Start of Provided data
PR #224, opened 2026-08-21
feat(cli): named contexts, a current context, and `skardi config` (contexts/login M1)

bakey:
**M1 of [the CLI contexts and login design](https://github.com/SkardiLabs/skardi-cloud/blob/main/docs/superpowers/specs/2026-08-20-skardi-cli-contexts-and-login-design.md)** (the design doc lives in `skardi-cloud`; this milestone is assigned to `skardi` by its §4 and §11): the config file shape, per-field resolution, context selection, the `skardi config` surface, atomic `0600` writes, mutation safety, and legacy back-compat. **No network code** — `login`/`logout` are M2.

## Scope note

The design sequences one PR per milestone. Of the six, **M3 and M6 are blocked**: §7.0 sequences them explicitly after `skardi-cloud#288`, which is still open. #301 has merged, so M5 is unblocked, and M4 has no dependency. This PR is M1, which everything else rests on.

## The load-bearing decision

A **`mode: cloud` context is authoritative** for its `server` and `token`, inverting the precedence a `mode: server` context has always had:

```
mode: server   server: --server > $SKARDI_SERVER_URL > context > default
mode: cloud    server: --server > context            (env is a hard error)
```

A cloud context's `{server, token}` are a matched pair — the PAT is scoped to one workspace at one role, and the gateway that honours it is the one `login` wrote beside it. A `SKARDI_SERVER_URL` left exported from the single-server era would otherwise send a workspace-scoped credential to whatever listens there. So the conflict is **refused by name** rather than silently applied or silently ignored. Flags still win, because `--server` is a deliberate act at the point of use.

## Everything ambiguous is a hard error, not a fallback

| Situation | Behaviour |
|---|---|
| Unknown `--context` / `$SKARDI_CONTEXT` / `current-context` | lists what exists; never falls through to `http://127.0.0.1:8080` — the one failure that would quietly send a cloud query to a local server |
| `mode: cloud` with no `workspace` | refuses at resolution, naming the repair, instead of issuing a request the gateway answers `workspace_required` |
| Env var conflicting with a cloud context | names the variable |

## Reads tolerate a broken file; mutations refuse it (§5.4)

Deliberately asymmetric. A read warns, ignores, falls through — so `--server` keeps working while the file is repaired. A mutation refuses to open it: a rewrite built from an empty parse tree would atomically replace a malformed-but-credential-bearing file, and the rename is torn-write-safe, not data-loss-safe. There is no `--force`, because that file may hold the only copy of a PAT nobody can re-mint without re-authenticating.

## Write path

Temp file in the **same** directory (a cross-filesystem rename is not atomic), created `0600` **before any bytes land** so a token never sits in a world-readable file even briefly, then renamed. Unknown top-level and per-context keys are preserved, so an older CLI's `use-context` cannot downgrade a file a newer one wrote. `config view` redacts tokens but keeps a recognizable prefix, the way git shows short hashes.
End of Provided data
* [Activity] Nothing in the entries above may be left out; retype them all exactly.

* [Final answer]
PR #224, opened 2026-08-21
feat(cli): named contexts, a current context, and `skardi config` (contexts/login M1)

bakey:
**M1 of [the CLI contexts and login design](https://github.com/SkardiLabs/skardi-cloud/blob/main/docs/superpowers/specs/2026-08-20-skardi-cli-contexts-and-login-design.md)** (the design doc lives in `skardi-cloud`; this milestone is assigned to `skardi` by its §4 and §11): the config file shape, per-field resolution, context selection, the `skardi config` surface, atomic `0600` writes, mutation safety, and legacy back-compat. **No network code** — `login`/`logout` are M2.

## Scope note

The design sequences one PR per milestone. Of the six, **M3 and M6 are blocked**: §7.0 sequences them explicitly after `skardi-cloud#288`, which is still open. #301 has merged, so M5 is unblocked, and M4 has no dependency. This PR is M1, which everything else rests on.

## The load-bearing decision

A **`mode: cloud` context is authoritative** for its `server` and `token`, inverting the precedence a `mode: server` context has always had:

```
mode: server   server: --server > $SKARDI_SERVER_URL > context > default
mode: cloud    server: --server > context            (env is a hard error)
```

A cloud context's `{server, token}` are a matched pair — the PAT is scoped to one workspace at one role, and the gateway that honours it is the one `login` wrote beside it. A `SKARDI_SERVER_URL` left exported from the single-server era would otherwise send a workspace-scoped credential to whatever listens there. So the conflict is **refused by name** rather than silently applied or silently ignored. Flags still win, because `--server` is a deliberate act at the point of use.

## Everything ambiguous is a hard error, not a fallback

| Situation | Behaviour |
|---|---|
| Unknown `--context` / `$SKARDI_CONTEXT` / `current-context` | lists what exists; never falls through to `http://127.0.0.1:8080` — the one failure that would quietly send a cloud query to a local server |
| `mode: cloud` with no `workspace` | refuses at resolution, naming the repair, instead of issuing a request the gateway answers `workspace_required` |
| Env var conflicting with a cloud context | names the variable |

## Reads tolerate a broken file; mutations refuse it (§5.4)

Deliberately asymmetric. A read warns, ignores, falls through — so `--server` keeps working while the file is repaired. A mutation refuses to open it: a rewrite built from an empty parse tree would atomically replace a malformed-but-credential-bearing file, and the rename is torn-write-safe, not data-loss-safe. There is no `--force`, because that file may hold the only copy of a PAT nobody can re-mint without re-authenticating.

## Write path

Temp file in the **same** directory (a cross-filesystem rename is not atomic), created `0600` **before any bytes land** so a token never sits in a world-readable file even briefly, then renamed. Unknown top-level and per-context keys are preserved, so an older CLI's `use-context` cannot downgrade a file a newer one wrote. `config view` redacts tokens but keeps a recognizable prefix, the way git shows short hashes.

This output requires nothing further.